---- ENTRIES SUPPLIED

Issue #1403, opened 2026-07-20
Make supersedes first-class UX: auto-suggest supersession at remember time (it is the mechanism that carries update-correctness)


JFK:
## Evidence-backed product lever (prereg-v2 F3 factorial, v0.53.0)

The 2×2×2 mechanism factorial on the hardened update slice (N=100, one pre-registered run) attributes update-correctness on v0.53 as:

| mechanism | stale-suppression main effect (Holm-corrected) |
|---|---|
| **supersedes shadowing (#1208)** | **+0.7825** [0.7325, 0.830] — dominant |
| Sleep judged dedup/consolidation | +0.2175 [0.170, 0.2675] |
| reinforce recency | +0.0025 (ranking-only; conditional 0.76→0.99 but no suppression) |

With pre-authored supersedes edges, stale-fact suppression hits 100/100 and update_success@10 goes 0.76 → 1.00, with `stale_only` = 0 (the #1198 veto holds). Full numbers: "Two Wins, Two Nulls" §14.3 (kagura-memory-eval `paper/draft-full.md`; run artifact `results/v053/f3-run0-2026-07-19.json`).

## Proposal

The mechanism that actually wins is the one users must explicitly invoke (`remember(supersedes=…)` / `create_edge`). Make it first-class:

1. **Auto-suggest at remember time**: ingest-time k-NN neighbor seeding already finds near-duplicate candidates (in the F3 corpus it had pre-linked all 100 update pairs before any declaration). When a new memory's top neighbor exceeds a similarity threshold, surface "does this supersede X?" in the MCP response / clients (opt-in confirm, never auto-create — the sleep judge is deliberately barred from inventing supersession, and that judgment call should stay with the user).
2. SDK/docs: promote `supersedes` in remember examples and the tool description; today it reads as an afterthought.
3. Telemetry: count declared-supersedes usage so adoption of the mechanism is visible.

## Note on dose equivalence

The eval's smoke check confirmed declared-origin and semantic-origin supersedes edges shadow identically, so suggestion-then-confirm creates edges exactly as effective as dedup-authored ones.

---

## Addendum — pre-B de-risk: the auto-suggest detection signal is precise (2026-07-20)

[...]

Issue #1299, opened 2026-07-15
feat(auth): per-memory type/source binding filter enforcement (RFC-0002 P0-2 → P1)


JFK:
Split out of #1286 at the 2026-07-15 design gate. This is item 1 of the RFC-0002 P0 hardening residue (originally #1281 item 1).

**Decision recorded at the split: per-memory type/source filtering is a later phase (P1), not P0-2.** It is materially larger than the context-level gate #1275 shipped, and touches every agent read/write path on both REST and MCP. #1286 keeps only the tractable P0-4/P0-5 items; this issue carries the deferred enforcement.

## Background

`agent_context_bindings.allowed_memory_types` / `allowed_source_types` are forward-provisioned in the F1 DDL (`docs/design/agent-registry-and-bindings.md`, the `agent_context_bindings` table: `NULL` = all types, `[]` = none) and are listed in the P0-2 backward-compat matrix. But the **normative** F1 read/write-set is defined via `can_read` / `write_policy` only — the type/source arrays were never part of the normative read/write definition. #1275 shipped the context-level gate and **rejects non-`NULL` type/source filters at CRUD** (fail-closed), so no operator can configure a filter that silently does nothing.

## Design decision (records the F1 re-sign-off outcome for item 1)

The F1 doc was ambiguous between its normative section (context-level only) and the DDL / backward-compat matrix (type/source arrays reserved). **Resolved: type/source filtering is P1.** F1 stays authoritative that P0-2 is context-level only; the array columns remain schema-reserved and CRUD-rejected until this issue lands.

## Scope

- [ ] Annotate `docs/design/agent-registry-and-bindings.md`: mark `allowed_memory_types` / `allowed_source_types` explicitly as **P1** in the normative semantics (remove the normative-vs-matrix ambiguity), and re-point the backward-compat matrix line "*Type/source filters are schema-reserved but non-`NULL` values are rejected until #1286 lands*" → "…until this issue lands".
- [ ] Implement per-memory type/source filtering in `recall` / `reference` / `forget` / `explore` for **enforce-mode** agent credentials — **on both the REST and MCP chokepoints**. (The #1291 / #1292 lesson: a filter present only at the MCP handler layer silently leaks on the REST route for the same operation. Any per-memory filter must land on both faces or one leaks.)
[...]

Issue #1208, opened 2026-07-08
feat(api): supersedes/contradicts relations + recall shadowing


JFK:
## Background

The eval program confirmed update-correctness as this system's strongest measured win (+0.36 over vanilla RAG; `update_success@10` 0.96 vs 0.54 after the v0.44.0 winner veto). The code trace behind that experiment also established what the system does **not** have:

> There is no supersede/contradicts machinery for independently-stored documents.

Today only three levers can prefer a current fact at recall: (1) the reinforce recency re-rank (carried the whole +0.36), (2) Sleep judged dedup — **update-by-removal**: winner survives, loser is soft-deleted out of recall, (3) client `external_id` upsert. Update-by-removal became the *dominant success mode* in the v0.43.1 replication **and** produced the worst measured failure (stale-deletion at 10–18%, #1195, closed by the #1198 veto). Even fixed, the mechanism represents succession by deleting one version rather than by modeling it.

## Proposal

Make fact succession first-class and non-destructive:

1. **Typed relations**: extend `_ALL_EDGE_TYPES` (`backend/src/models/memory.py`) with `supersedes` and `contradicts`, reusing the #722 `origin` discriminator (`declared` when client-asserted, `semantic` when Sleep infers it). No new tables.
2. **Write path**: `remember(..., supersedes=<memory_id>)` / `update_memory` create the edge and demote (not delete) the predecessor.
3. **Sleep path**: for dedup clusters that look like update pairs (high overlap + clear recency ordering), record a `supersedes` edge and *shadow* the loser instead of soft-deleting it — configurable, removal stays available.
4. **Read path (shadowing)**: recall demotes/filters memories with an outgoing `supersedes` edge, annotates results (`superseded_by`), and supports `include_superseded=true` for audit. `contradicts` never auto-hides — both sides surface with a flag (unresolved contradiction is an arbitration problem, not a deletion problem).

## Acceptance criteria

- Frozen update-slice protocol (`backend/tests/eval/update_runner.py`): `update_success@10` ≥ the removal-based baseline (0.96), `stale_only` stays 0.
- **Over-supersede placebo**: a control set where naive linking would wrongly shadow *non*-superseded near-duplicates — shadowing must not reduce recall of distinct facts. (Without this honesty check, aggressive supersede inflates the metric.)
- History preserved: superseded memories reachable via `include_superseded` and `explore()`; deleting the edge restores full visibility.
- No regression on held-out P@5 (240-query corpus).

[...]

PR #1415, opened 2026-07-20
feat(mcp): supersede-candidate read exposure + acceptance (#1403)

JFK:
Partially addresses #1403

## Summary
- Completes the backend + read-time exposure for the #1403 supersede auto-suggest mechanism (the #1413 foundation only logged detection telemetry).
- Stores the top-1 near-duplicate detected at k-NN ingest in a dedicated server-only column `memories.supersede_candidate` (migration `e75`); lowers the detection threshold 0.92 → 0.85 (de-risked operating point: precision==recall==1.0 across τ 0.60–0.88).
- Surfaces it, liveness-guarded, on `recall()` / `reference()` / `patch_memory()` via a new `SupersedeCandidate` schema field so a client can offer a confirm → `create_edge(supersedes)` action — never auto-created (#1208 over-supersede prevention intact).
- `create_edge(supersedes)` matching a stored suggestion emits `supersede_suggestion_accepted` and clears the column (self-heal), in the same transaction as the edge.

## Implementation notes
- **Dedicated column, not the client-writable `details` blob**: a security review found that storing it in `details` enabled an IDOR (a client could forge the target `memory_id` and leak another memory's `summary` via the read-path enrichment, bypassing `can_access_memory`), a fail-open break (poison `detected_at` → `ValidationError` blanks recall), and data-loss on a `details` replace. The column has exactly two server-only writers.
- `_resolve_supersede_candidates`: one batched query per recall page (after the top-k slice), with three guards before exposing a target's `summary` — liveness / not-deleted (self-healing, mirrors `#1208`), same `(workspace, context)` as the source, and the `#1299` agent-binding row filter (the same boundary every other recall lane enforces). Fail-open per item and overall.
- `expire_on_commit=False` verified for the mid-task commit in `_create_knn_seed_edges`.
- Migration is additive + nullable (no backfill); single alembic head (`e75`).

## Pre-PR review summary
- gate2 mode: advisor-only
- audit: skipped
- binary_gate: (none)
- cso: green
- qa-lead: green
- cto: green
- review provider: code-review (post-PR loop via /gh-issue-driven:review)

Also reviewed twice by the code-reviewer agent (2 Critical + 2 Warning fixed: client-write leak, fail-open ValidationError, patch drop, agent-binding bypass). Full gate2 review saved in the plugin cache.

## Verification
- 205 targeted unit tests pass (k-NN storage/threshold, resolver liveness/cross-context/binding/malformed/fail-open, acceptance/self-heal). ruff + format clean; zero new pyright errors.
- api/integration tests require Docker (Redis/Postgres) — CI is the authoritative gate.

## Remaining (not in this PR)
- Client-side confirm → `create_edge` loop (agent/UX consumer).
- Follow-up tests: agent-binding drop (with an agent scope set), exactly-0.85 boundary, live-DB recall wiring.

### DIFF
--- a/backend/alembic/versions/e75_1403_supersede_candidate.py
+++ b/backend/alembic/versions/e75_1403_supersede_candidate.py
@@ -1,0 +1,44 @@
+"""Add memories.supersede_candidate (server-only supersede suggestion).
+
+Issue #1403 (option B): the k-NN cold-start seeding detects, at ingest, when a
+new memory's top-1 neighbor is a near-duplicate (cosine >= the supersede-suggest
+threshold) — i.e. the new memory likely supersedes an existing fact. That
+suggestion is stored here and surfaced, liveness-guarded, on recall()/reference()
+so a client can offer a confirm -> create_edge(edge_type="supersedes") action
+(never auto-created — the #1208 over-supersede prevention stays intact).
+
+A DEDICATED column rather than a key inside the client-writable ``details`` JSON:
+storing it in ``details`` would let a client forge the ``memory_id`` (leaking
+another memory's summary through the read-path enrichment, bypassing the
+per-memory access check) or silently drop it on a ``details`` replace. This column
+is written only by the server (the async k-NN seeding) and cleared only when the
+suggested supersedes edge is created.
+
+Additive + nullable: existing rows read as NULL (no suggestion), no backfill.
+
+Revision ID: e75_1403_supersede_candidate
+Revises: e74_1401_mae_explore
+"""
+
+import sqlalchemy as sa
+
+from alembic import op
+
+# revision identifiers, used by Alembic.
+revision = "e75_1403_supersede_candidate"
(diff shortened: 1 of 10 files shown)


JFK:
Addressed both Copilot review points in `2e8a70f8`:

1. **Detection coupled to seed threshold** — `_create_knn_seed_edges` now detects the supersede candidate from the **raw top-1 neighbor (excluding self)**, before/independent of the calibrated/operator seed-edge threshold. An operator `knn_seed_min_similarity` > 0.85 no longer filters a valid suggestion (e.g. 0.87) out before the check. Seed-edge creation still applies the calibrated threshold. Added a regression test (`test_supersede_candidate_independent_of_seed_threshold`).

--------
---- ENTRIES SUPPLIED

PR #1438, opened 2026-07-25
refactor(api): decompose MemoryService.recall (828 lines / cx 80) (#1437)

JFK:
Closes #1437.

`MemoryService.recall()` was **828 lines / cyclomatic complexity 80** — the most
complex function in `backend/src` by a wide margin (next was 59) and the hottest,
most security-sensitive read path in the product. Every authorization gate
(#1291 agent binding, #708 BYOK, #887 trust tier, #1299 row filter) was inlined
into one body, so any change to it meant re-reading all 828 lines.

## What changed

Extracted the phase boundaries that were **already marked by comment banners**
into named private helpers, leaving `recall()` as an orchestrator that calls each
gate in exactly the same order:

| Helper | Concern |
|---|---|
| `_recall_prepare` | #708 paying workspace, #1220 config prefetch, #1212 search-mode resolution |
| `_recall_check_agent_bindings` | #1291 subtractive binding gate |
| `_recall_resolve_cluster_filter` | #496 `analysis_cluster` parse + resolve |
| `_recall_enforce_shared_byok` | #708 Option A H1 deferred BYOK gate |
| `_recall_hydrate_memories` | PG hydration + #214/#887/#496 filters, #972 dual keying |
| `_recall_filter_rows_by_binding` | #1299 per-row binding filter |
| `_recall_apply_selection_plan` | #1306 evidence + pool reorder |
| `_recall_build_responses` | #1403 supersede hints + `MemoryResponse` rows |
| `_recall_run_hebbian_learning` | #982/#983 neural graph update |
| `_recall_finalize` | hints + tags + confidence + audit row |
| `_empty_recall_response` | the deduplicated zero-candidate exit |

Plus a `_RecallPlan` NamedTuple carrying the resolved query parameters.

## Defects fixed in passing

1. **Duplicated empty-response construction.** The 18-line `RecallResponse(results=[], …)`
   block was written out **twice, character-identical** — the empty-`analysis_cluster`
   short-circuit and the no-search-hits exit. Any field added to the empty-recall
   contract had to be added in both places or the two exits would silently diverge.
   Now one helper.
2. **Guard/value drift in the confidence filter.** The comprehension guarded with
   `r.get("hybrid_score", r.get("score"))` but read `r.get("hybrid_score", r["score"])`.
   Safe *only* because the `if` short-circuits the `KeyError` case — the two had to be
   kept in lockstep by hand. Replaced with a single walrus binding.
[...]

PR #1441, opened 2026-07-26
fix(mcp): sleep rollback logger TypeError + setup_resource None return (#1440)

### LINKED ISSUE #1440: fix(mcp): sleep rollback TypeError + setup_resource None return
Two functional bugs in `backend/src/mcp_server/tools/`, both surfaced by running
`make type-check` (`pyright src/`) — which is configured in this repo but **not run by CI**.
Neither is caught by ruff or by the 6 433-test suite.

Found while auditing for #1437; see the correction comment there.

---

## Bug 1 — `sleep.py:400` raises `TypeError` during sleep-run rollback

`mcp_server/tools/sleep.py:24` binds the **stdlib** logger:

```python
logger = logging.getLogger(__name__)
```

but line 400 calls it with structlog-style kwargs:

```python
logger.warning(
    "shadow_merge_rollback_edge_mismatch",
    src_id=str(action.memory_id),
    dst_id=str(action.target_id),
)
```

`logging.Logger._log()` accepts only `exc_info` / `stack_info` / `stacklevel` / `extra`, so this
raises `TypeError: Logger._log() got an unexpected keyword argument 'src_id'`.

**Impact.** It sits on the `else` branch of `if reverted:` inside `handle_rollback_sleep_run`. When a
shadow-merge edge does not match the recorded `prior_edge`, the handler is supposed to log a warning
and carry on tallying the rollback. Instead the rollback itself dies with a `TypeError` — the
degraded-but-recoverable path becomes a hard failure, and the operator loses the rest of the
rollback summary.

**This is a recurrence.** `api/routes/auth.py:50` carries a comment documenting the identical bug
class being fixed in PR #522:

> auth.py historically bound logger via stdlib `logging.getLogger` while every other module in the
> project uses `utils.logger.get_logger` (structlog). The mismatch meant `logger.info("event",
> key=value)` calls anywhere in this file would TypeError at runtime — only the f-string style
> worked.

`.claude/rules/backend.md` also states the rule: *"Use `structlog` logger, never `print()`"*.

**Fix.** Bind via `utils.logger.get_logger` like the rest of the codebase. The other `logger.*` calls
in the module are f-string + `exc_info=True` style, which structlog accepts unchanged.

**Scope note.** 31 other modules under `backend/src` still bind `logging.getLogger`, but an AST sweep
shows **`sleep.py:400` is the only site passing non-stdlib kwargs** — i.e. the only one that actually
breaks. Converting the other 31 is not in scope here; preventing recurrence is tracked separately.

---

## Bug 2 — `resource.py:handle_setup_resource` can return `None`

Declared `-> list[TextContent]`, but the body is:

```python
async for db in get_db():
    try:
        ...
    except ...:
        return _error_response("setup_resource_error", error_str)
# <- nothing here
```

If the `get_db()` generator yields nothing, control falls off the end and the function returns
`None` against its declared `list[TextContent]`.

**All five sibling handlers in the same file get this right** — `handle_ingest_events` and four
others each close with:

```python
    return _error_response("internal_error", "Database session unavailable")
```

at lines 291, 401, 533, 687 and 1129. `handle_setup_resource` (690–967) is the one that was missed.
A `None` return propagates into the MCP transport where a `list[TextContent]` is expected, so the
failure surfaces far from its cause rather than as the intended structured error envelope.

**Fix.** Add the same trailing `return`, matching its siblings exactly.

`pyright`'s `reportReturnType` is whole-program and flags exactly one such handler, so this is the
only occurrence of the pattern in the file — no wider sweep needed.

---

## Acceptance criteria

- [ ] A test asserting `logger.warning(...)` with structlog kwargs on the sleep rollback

--------

> WHAT YOU WILL DO
Out of the data above, set down the lines from the one with "Two functional bugs" to the one with "rollback summary.", both included, exactly as written and with no additions.

> COMPLETED EXERCISE
Two functional bugs in `backend/src/mcp_server/tools/`, both surfaced by running
`make type-check` (`pyright src/`) — which is configured in this repo but **not run by CI**.
Neither is caught by ruff or by the 6 433-test suite.

Found while auditing for #1437; see the correction comment there.

---

## Bug 1 — `sleep.py:400` raises `TypeError` during sleep-run rollback

`mcp_server/tools/sleep.py:24` binds the **stdlib** logger:

```python
logger = logging.getLogger(__name__)
```

but line 400 calls it with structlog-style kwargs:

```python
logger.warning(
    "shadow_merge_rollback_edge_mismatch",
    src_id=str(action.memory_id),
    dst_id=str(action.target_id),
)
```

`logging.Logger._log()` accepts only `exc_info` / `stack_info` / `stacklevel` / `extra`, so this
raises `TypeError: Logger._log() got an unexpected keyword argument 'src_id'`.

**Impact.** It sits on the `else` branch of `if reverted:` inside `handle_rollback_sleep_run`. When a
shadow-merge edge does not match the recorded `prior_edge`, the handler is supposed to log a warning
and carry on tallying the rollback. Instead the rollback itself dies with a `TypeError` — the
degraded-but-recoverable path becomes a hard failure, and the operator loses the rest of the
rollback summary.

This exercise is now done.